Why did Islam blow its lead and fail to have an Age of Reason, an Enlightenment, and a Humanitarian Revolution? Some historians point to bellicose passages in the Koran, but compared to our own genocidal scriptures, they are nothing that some clever exegesis and evolving norms couldn't spin-doctor away.
Lewis points instead to the historical lack of separation between mosque and state. Muhammad was not just a spiritual leader but a political and military one, and only recently have any Islamic states had the concept of a distinction between the secular and the sacred. With every potential intellectual contribution filtered through religious spectacles, opportunities for absorbing and combining new ideas were lost. ...
Whatever the historical reasons, a large chasm appears to separate Western and Islamic cultures today. [p.365]
The
Auto-da-fé (literally "act of faith") was a public penance ritual associated to the Spanish Inquisition. I don't know how a mideast scholar could say something so silly as "there is nothing in Islamic history to compare with the Spanish expulsion of Jews and Muslims". This expulsion was no more exceptional than the
Moors invading and subjugating Christian Spain in the first place. To this day, peaceful Christians and Jews are being driven out of Islamic countries such as Lebanon, Egypt, Syria, and Iran. And the Mohammedans would drive the Jews out of Israel, if they could. Islam has
always compared unfavorably to Christianity.
Here is a
news story from a couple of days ago:
A Sri Lankan woman has been arrested on suspicion of casting a spell on a 13-year-old girl on a shopping trip in Saudi Arabia. She may face the death penalty as the Middle Eastern country is known to behead convicted sorcerers.
Pinker describes himself as a "Jewish atheist" who identifies with Zionists [p.374], so of course he has much to say about later persecutions of the Jews, such as the Nazis expelling them from Germany. But Hitler was no Christian, and Pinker subscribes to the view that there never would have been a Holocaust without Hitler. [p.209]
Pinker and Lewis are anti-Christian bigots. The Moors invaded Spain and Spain eventually kicked them out. Pinker and Lewis act as if it was one of the great crimes of human civilization for Spain to kick the Moors out, while denying that the Moors ever did anything wrong. Pinker and Lewis are essentially saying that it is okey for anti-Christian forces to try to destroy a Christian culture, but wrong for the Christians to fight back.
Lewis is correct that Islam is not just a religion, and Muhammad mixed his religious, political, and military teachings. You cannot separate the religion from the military jihad against nonbelievers. Christianity is not like that. Europe has a history of wars, but those wars were driven by politics, not religion.
Europe would have been destroyed by Mohammedan invaders if the Christians had been unwilling to fight back.

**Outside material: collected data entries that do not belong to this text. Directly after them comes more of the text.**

PR #364, opened 2022-04-08
fixed Ditto chart swagger-ui not loading the Ditto OpenAPI spec as default

thjaeckle:


charts/ditto/templates/nginx-configmap.yaml
```diff
@@ -155,7 +155,7 @@ data:
         # swagger
         # access API doc on: /apidoc/2
         location /apidoc/ {
-          rewrite ^/apidoc/([0-9])$ $scheme://$http_host/apidoc/ redirect;
+          rewrite ^/apidoc/([0-9])$ $scheme://$http_host/apidoc/?url=/apidoc/openapi/ditto-openapi-$1.yaml redirect;
```
stmaute, line 158: The idea was to download the OpenAPI spec in the initContainer of swagger-ui here: https://github.com/eclipse/packages/blob/eea58376e841db58da59c23a9c4dedbaf400f58e/charts/ditto/templates/swaggerui-deployment.yaml#L56
Maybe we should check why this isn't working?

thjaeckle: The file is correctly downloaded - however the path to that file is not configured so that the swagger-ui loads this definition by default.
By default, it loads the "petstore" definition.

That's why I added the reference to the (already present) downloaded OpenAPI definition.

stmaute: Okay I understand. Then everything looks good to me.

stmaute (approved):

Issue #352, opened 2022-02-28
[Ditto] Update Ditto Helm chart to Ditto 2.4.0


thjaeckle:
Ditto 2.4.0 will change the used Java runtime in its container images from:
* OpenJ9 with Java 11
* to: Temurin with Java 17

As a result, probably some more adjustments (e.g. GC) will have to be done than typically in order to update to the latest Ditto version.

PR #365, opened 2022-04-14
[#352] update Ditto chart to Ditto 2.4.0

thjaeckle:
* and adjusted from OpenJ9 JVM args to Hotspot args
* updated to new logging env variable options

Fixes: #352


stmaute (approved):
LGTM 👍🏻

PR #371, opened 2022-04-29
Switch variable outcome order for syslog parameter

tobias-zeptio:
Signed-off-by: Tobias Månsson <tobias@zept.io>


thjaeckle:
@tobias-zeptio thanks for the contribtion.
You also need to update the chart version in Chart.yaml to 2.5.1

PR #381, opened 2022-06-28
Hono: Add default-container annotation

calohmn:
This sets the default container to be used by "kubectl logs" or "kubectl exec". The `kubectl.kubernetes.io/default-container` annotation has been introduced with Kubernetes 1.21.
Also fixes outdated links in values.yaml documentation.


calohmn:
Since is the first chart update since adding the `Release Notes` README section:
Should we also add patch-version information there? FMPOV, I think it's enough to include major and minor updates there, and maybe extra noteworthy patch-version information. Otherwise the list could get quite long quickly.

sophokles73 (approved):
LGTM

PR #382, opened 2022-07-01
Add support for passing command line arguments to container CMDs

sophokles73:
The Hono chart already supports setting JAVA_OPTIONS to be passed to the
Hono containers. These options can be used to e.g. specify the amount of
memory to use. However, the native executable variants of the Hono
containers ignore the JAVA_OPTIONS but instead require passing options
as command line arguments to set memory limits etc.

The values.yaml now contains a cmdLineArgs property for each component
which can be used to specify an array of Strings to be passed as command
line arguments to the container's CMD.


calohmn (approved):
LGTM

PR #9043, opened 2026-07-16
fix(terminal): replay cold restores at recovered grid

slashdevcorpse:
## Summary

- Preserve disk cold-restore `cols`/`rows` across the daemon provider, IPC/preload, renderer, and main headless terminal.
- Replay cold ANSI at its recovered grid without forwarding that temporary resize to the fresh PTY.
- Clear stale viewport cells at the destination grid (`CSI 2J` + home), await parsing before any recovered-grid shrink can promote clipped rows into scrollback, continue to forbid `CSI 3J`, blank enough source/immediate-destination rows, then use the existing structural replay barrier and authoritative fit.
- Keep older dimensionless cold-restore payloads compatible.

This is a cold-restore parity follow-up found while investigating #8751. Runtime evidence indicates the screenshot's immediate warm-reattach race is separately addressed by #8674; this PR does not claim that the cold path alone produced the screenshot or replace #8674.

## Screenshots

No visual design change. The failure screenshot and investigation are in #8751.

## Testing

- [ ] `pnpm lint` — full repository lint not run; touched `oxlint` and `oxfmt --check` passed
- [x] `pnpm typecheck`
- [ ] `pnpm test` — full repository suite not run; affected 5-file matrix passed with 904 tests / 15 skipped
- [ ] `pnpm build` — full production/native build not run; the Electron E2E bundle built successfully

Commands run:

- `pnpm test -- src/main/daemon/daemon-pty-adapter.test.ts src/main/ipc/pty.test.ts src/renderer/src/components/terminal-pane/pty-connection.test.ts src/renderer/src/lib/pane-manager/terminal-structural-replay-coordinator.test.ts src/renderer/src/components/terminal-pane/pty-transport.test.ts`
- `pnpm typecheck`
- `pnpm exec electron-vite build --mode e2e`
- touched-file `pnpm exec oxfmt --check ...`
- touched-file `pnpm exec oxlint ...`
- `git diff --check`

The initial regression was red in three focused assertions: missing adapter dimensions, `undefined` runtime seed dimensions, and no renderer resize to the recovered grid. A strengthened dirty-grid regression then caught a blocker in the first implementation: shrinking from a dirty 10x5 destination to the recovered 20x3 grid before clearing promoted clipped stale rows into scrollback, beyond a later viewport-only clear. Its clear-before-resize ordering assertion failed before the correction and passes after the clear parse barrier. The final five-file matrix passed.

### Same-PC Windows Electron verification

The exact PR-head app bundle (`877a3c28c04b54037f983c8b25029b7fd95e2cbe`) was exercised with disposable user data on the affected Windows PC:

- clean close/relaunch retained the same daemon PID/session and the restored pane accepted keyboard-path and direct PTY input;
- daemon-snapshot replay restored the cursor to a shell prompt rather than an older output row;
- killing the disposable daemon between launches forced disk cold restore, created the replacement PTY, and left the completed restore interactive in isolated repeats.

On the final amended bundle, both warm checks passed and all 3 repeated cold runs that reached the input assertion passed. One serial run began the delayed keyboard probe during the intentional replay guard: PowerShell received only the suffix `RED_OK`, while direct PTY input already worked before `pty:listSessions`. Independent trace and code reviews classified this as an E2E replay-readiness race, not a persistent transport or ownership failure. Two further repetitions ended earlier during app setup when navigation destroyed the Playwright execution context; neither reached the cold-input assertion.

The committed E2E drivers assume POSIX `Ctrl+U`/`export PS1`, and the cold case is normally skipped on Windows, so only the temporary test driver was adapted; the built application stayed at the exact PR head and all driver edits were restored afterward. The packaged installer/update harness was not run because it correctly refuses while an unrelated Orca app process is active.

## AI Review Report

Parallel investigation covered the issue/release history, local Windows runtime chronology, restore-path code tracing, test-first implementation, and independent adversarial diff, external-state, and Windows-runtime reviews.

Main risks checked:

- A recovered-height shrink can promote dirty destination rows into scrollback; the patch clears and awaits xterm parsing before that structural resize, and the regression preserves pre-existing scrollback sentinels.
- A full clear would regress #7310 by erasing restored scrollback; the patch uses viewport-only `CSI 2J` and tests that `CSI 3J` is absent.
- The incident's immediate warm-return mechanism belongs to unreleased #8674; PR and issue wording were narrowed to the independently proven cold-restore gap.
- Cold dimensions remain optional at public boundaries so older payloads retain their current fallback.
- Synthetic source-grid resizes are suppressed from PTY forwarding; only the post-replay destination fit reaches the PTY.
- The main headless emulator uses cold dimensions rather than accidentally borrowing warm snapshot fields.
- The headless oracle starts from adversarial dirty state and proves stale-content absence, recovered cursor spacing, scrollback retention, reflow, and a clean final viewport.
- Existing delayed-parse tests cover the shared replay barrier, fit/SIGWINCH gating, and live-byte ordering used by snapshot, replay, and cold restore.

Cross-platform review explicitly covered macOS, Linux, Windows/ConPTY, SSH relay, and remote-runtime behavior. No shortcut, label, path, shell-command, Git-provider, or local-only assumption was added. SSH relay restore remains on its existing replay branch; optional cold metadata is transport-neutral.

## Security Audit

No dependency, command execution, filesystem path, auth, secret, network, or new IPC-channel surface was added. The existing internal cold-restore result gains two numeric metadata fields sourced from recovered terminal history. Renderer use requires finite positive dimensions before resizing; legacy/missing values fall back safely. Replay remains under the existing query-response guard so recorded terminal queries cannot write replies into the fresh shell.

## Notes

- #8674 (`69c14fadce`) merged after v1.4.143 and is absent from that release. Newly published [v1.4.144-rc.0](https://github.com/stablyai/orca/releases/tag/v1.4.144-rc.0) contains #8674, but not this cold-restore follow-up.
- Completed Windows Electron warm restoration and all 3 cold repeats that reached input passed on the exact PR head; one serial keyboard probe raced replay readiness rather than finding a persistent freeze. v1.4.144-rc.0 can now verify the warm fix, while a future packaged build containing this PR is still required for combined warm/cold release verification before #8751 is closed.
- GitHub's ordinary PR, Wayland GPU, and computer-use workflows currently await maintainer approval for this fork PR; only `track-community-pr` has run and passed so far.
- Detailed investigation comment: https://github.com/stablyai/orca/issues/8751#issuecomment-4994737327
- Companion Windows restart-regression PR: #9064. It hardens the PowerShell/replay-readiness drivers and adds the non-skippable Windows gate. The PRs are independently mergeable, but #9043 and #9064 should land together; merge #9064 first, then synchronize or mark #9043 ready so the new workflow runs.

### DIFF
--- a/src/main/daemon/daemon-pty-adapter.test.ts
+++ b/src/main/daemon/daemon-pty-adapter.test.ts
@@ -1296,6 +1296,7 @@ describe('DaemonPtyAdapter (IPtyProvider)', () => {
       expect(result.coldRestore).toBeDefined()
       expect(result.coldRestore!.scrollback).toContain('Server running')
       expect(result.coldRestore!.cwd).toBe('/projects/myapp')
+      expect(result.coldRestore).toMatchObject({ cols: 120, rows: 40 })
       expect(lastSpawnOpts).toMatchObject({
         sessionId,
         cwd: '/projects/myapp',
--- a/src/main/daemon/daemon-pty-adapter.ts
+++ b/src/main/daemon/daemon-pty-adapter.ts
@@ -36,6 +36,8 @@ import type { TerminalOscLinkRange } from '../../shared/terminal-osc-link-ranges
 type ColdRestorePayload = {
   scrollback: string
   cwd: string
+  cols: number
+  rows: number
   oscLinks?: TerminalOscLinkRange[]
 }
 
@@ -595,7 +597,13 @@ export class DaemonPtyAdapter implements IPtyProvider {
     if (!scrollback) {
       return null
     }
-    return { scrollback, cwd: restoreInfo.cwd, oscLinks: restoreInfo.oscLinks }
+    return {
+      scrollback,
+      cwd: restoreInfo.cwd,
+      cols: restoreInfo.cols,
+      rows: restoreInfo.rows,
+      oscLinks: restoreInfo.oscLinks
+    }
   }
 
   async sendSignal(id: string, signal: string): Promise<void> {
--- a/src/main/ipc/pty.test.ts
+++ b/src/main/ipc/pty.test.ts
@@ -10765,15 +10765,24 @@ describe('registerPtyHandlers', () => {
     )
   })
 
-  it('seeds headless terminal state with cold-restore cwd metadata', async () => {
+  it('seeds cold restore at recovered dimensions with a legacy dimensionless fallback', async () => {
     const oscLinks = [{ row: 0, startCol: 0, endCol: 8, uri: 'https://example.com/restored' }]
     const coldRestore = {
       scrollback: 'restored history\r\n',
       cwd: '/projects/restored',
+      cols: 132,
+      rows: 43,
       oscLinks
     }
+    const spawn = vi
+      .fn()
+      .mockResolvedValueOnce({ id: 'pty-cold-restore', coldRestore })
+      .mockResolvedValueOnce({
+        id: 'pty-legacy-cold-restore',
+        coldRestore: { scrollback: 'legacy history\r\n', cwd: '/projects/legacy' }
+      })
     setLocalPtyProvider({
-      spawn: vi.fn(async () => ({ id: 'pty-cold-restore', coldRestore })),
+      spawn,
       write: vi.fn(),
       resize: vi.fn(),
       kill: vi.fn(),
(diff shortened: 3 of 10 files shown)


slashdevcorpse:
Companion Windows restart-regression PR: #9064.

#9043 contains the product correction; #9064 makes the PowerShell/replay-readiness harness deterministic and adds the targeted Windows gate. They are independently mergeable, but I recommend they go hand in hand. Merge #9064 first so the workflow exists on main, then synchronize or mark #9043 ready so the gate runs on its matching product paths.

brennanb2025:
Thanks @slashdevcorpse — reviewed this end to end and it's in good shape.

**What it does:** when the daemon has lost a session and Orca cold-restores a pane from disk-recorded scrollback, that scrollback carries absolute cursor-positioning escapes that only make sense at the grid the session was recorded at. Replaying it at the *current* pane size garbled restored TUI content. This PR threads the recorded `cols`/`rows` from the daemon adapter → IPC/preload → renderer + headless emulator, clears the viewport, then replays at the recovered grid (kept from reaching the fresh PTY) before the authoritative fit resizes back to the real grid. It mirrors the existing snapshot-replay path, so the two restore routes now behave consistently.

**Why it holds up:**
- Clears the viewport *before* the recovered-grid resize, so a shrink can't promote stale rows into scrollback; viewport-only `2J` (never `3J`) preserves restored scrollback (#7310).
- New `cols`/`rows` are optional at every boundary with finite/`> 0` guards — older dimensionless payloads fall back to prior behavior.
- `suppressSnapshotReplayPtyResize → suppressStructuralReplayPtyResize` is a pure rename shared by mutually-exclusive branches; the layout-only resize never SIGWINCHes the fresh PTY.

**Verified locally:**
- Affected suite green (919 tests), including a headless-xterm oracle that models the exact op order and asserts the rendered buffer (no stale rows, recovered content kept, clean viewport) plus the legacy dimensionless fallback.
- Typecheck + lint clean on touched files; perf is a once-per-reattach path with no added polling/leak (the extra `await` is FIFO-parse-gated, not a delay).
- Live Electron: warm reattach (window reload) preserves scrollback and grid alignment with no garble — confirming the renamed shared flag doesn't regress the warm path.

The cold path itself is a Windows-restart scenario I couldn't reproduce deterministically on macOS, but it's covered by the real-xterm regression test and your same-PC Windows runs. Per the description, this should land alongside #9064 (merge that first).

Europe was saved by the
732 Battle of Tours,
1492 Reconquista,
1571 Battle of Lepanto, and
1683 Battle of Vienna. Christian-haters like Pinker and Lewis continue to complain about Spain defending itself against the Moors, and even argue that it was worse than anything that Islamic countries have done. Spain was defending itself from oppressive invaders.
Pinker's book talks about "better angels" but his explanation for the decline of violence involves Jewish atheists and others becoming enlightened enough to reject Christianity and joining liberal causes that eventually embraced feminism, gay rights, and animal rights. Seems dubious to me. I think Christianity did much more to reduce violence. Sure, some Christian countries fought medieval wars, but repelling the Mohammedans had the long-term effect of reducing violence, as well as making modern civilization and prosperity possible.